● Work order
The answer must consist of each line below that holds the word "summery", copied as it stands.

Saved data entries
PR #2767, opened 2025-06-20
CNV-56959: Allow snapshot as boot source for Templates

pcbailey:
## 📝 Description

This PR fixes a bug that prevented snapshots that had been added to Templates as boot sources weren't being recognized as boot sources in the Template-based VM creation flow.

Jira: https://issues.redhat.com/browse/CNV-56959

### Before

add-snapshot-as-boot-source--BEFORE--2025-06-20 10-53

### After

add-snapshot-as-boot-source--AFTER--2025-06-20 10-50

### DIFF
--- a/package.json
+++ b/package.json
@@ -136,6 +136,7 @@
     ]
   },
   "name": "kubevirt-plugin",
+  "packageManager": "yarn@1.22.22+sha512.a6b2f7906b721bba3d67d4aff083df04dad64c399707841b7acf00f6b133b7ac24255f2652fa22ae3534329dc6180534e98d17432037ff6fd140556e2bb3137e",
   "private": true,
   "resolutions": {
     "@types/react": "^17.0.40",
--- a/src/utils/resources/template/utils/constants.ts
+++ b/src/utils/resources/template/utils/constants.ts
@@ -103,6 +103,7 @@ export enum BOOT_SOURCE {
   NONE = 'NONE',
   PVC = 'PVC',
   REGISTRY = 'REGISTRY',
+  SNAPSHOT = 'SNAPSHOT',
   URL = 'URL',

--

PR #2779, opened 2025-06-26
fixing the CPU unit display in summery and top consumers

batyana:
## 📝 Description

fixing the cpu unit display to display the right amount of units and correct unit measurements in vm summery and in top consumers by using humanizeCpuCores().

● Solution to the problem
fixing the CPU unit display in summery and top consumers
fixing the cpu unit display to display the right amount of units and correct unit measurements in vm summery and in top consumers by using humanizeCpuCores().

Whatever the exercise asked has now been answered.